Note: This post is about Azure Data Factory V1
I showed in my previous post how we generated the datasets for our Azure Data Factory pipelines. In this post, I’ll show the BimlScript for our pipelines. Pipelines define the activities, identify the input and output datasets for those activities, and set an execution schedule. We were creating several pipelines with copy activities to copy data to Azure Data Lake Store.
We generated one pipeline per schedule and load type:
- Hourly – Full
- Hourly – Incremental
- Daily – Full
- Daily – Incremental
We also generated some one-time load pipelines for DR/new environment setup.
The first code file below is the template for the pipeline. You can see code nuggets for the data we receive from the generator file and for conditional logic we implemented. The result is one copy activity per source table within the appropriate pipeline.
In the second code file below, lines 104 to 119 are generating the pipelines.
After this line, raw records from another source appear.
PR #741, opened 2022-01-21
Define unzipping and transposition rules for App in the Linear A prototype.

axch:
Unzipping in the presence of App is a bit subtle, because we need to
typecheck the unzipped function body in order to know what type to
declare for the tape.  But the Program in which we need to typecheck
it must have all callees already unzipped!  For now, I tied the knot
with Haskell's laziness (instead of trying to explicitly compute the
call graph); seems to work on the examples present in the test suite.

I also carry around the original (pre-unzipping) program to look up
the number of results callees return, so that I know how many
variables to allocate to hold them.

Finally, added better error checking in case an unzipped program fails
to typecheck (for debugging the unzip transformation).

### DIFF
--- a/src/LinearA.hs
+++ b/src/LinearA.hs
@@ -518,22 +518,29 @@ shuffle scope es = go [] [] (freshVars scope) es
 -------------------- Unzip --------------------
 
 unzipProgram :: Program -> Program
-unzipProgram (Program funcMap) = Program $ flip M.foldMapWithKey funcMap $ \name def -> do
-  let (udef, udef') = unzipFunc def
-  M.fromList [(name ++ ".nonlin", udef), (name ++ ".lin", udef')]
+unzipProgram orig@(Program funcMap) = new where
+  new = Program $ flip M.foldMapWithKey funcMap $ \name def -> do
+    -- Tying the knot by passing `new` here does assume that laziness
+    -- will figure out a sensible order in which to actually perform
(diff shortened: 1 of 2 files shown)


src/LinearA.hs
```diff
@@ -518,73 +518,105 @@ shuffle scope es = go [] [] (freshVars scope) es
...
-  M.fromList [(name ++ ".nonlin", udef), (name ++ ".lin", udef')]
-
-unzipFunc :: FuncDef -> (FuncDef, FuncDef)
-unzipFunc (FuncDef formalsWithTys linFormalsWithTys (MixedType retTys linRetTys) body) =
+unzipProgram orig@(Program funcMap) = new where
+  new = Program $ flip M.foldMapWithKey funcMap $ \name def -> do
+    -- Tying the knot by passing `new` here does assume that laziness
+    -- will figure out a sensible order in which to actually perform
+    -- the unzipping so that the type of every unzipped callee is
+    -- available for its unzipped caller.
```
apaszke, line 526: Which means that this will succeed for as long as there is no (mutual) recursion in the program. On the other hand, given that we don't have conditionals in the language, any such program would necessarily fail to terminate anyway, but it is a bit funny that our compiler would fail to terminate as well. In any case, I think this is ok for now.

apaszke (approved):
LGTM!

We read in the necessary data from the Excel file:
- Schema name
- Table name
- Columns list
- Incremental predicate
Sidenote: We wrote a quick T-SQL statement (not shown) to generate the columns list. This could have been done in our BimlScript, but it was something we changed after the fact to accommodate the limitations of Polybase (Dear Microsoft: Please fix). SQL was quicker and easier for us, but if I were to do this again I would add that into our BimlScript. We needed to replace new lines and double quotes in our data before we could read it in from the data lake. You can get around this issue by using .ORC files rather than text delimited files. But the ORC files aren’t human readable, and we felt that was important for adoption of the data lake with the client on this project. They were already jumping in with several new technologies and we didn’t want to add anything else to the stack. So our select statements list out fields and replace the unwanted characters in the string fields.
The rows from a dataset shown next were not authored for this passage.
PR #745, opened 2022-01-25
Add limited support for first-class record labels

apaszke:
This change extends our record system with an option to have a single
field with a statically unknown label in front of the static labels and
the row extension (which we supported previously). For example the type
```
{@v: Int & v: Float & ...rest}
```
represents to a record with a field of type `Int` and a _dynamic label name_,
specified by the variable `v` (which should be of type `Label` --- that's
another addition). The record also has a field with statically known
name called `v` (for maximum confusion) of type `Float` and a
polymorphic tail of other fields given by `rest`.

`Label`-typed values can be created using the `##name` syntax, similarly
to how we use `#name` for lenses. We might want to revisit this sugar in
the future, but this was the path of least resistance for now.

An interesting property of our type system is that it allows both
dynamic labels and label shaddowing, which to the best of my knowledge
is unique. Doing so lets us avoid dealing with lots of awkward typeclass
constraints of the form "dynamic label disjoint form record". It's
possible that there are some contradictions lurking there, but so far it
does seem to be sound. The trick was to forbid the projection of static
fields that are preceded by a dynamically named one. This means that to
unpack a record type as shown above, one _always_ has to unpack the `@v`
field before they project out the `v` field. So for example this is a
type error:
```
{v=vf, ...} = record
```
but this is allowed
```
{@v=dvf, v=vf, ...} = record
```
This makes it possible to resolve the unpacks statically without having
to worry whether the variable `v` could later get instantiaed to `##v`.

### DIFF
--- a/lib/prelude.dx
+++ b/lib/prelude.dx
@@ -22,6 +22,8 @@ Word64 = %Word64
 Byte = Word8
 Char = Byte
 
+Label = %Label
+
 RawPtr : Type = %Word8Ptr
 
 Int = Int32
--- a/src/lib/Builder.hs
+++ b/src/lib/Builder.hs
@@ -21,7 +21,7 @@ module Builder (
   Builder2, BuilderM, ScopableBuilder2,
   runBuilderT, buildBlock, app, add, mul, sub, neg, div',
   iadd, imul, isub, idiv, ilt, ieq, irem,
-  fpow, flog, fLitLike, recGetHead, buildPureNaryLam,
+  fpow, flog, fLitLike, buildPureNaryLam,
   emitMethodType, emitSuperclass,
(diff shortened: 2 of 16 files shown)


duvenaud:
Wonderful!  I'm guessing that once this lands, we'll be able to add generic instances for records such as `Eq`, `Ix`, and maybe even some form of `VSpace` instance.  I'll give it a shot in a few days probably if no one else does.

apaszke:
This might be a useful step in having typeclasses for records, but it's definitely not sufficient yet 😕 There are still some open questions that we have to resolve before we get to that I think.

dougalm (approved):
This looks great! It worked out to be surprisingly simple. Looking forward to seeing multiple dynamic labels and the `HasField` class.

Our Excel file looks like this.
Columns B, C, L, and M are populated by Excel formulas. This is the file that is read in by the BimlScript in the code below.
In our generator file (which is the same file that was used to generate the datasets), we use the CallBimlScript function to call the pipeline template file and pass along the required properties (table, schema, frequency, scope, columns list, predicate).
The great thing about Biml is that I can use it as much or as little as I feel is helpful. That T-SQL statement to get column lists could have been Biml, but it didn’t have to be. The client can maintain and enhance these pipelines with or without Biml as they see fit. There is no vendor lock-in here. Just as with Biml-generated SSIS projects, there is no difference between a hand-written ADF solution and a Biml-generated ADF solution, other than the Biml-generated solution is probably more consistent.
And have I mentioned the time savings? There is a reason why Varigence gives out shirts that say “It’s Monday and I’m done for the week.”
We made changes and regenerated our pipelines a few times, which would have taken hours without Biml. With Biml, it was no big deal.
Thanks to Levi for letting me share some of his code, and for working with me on this project!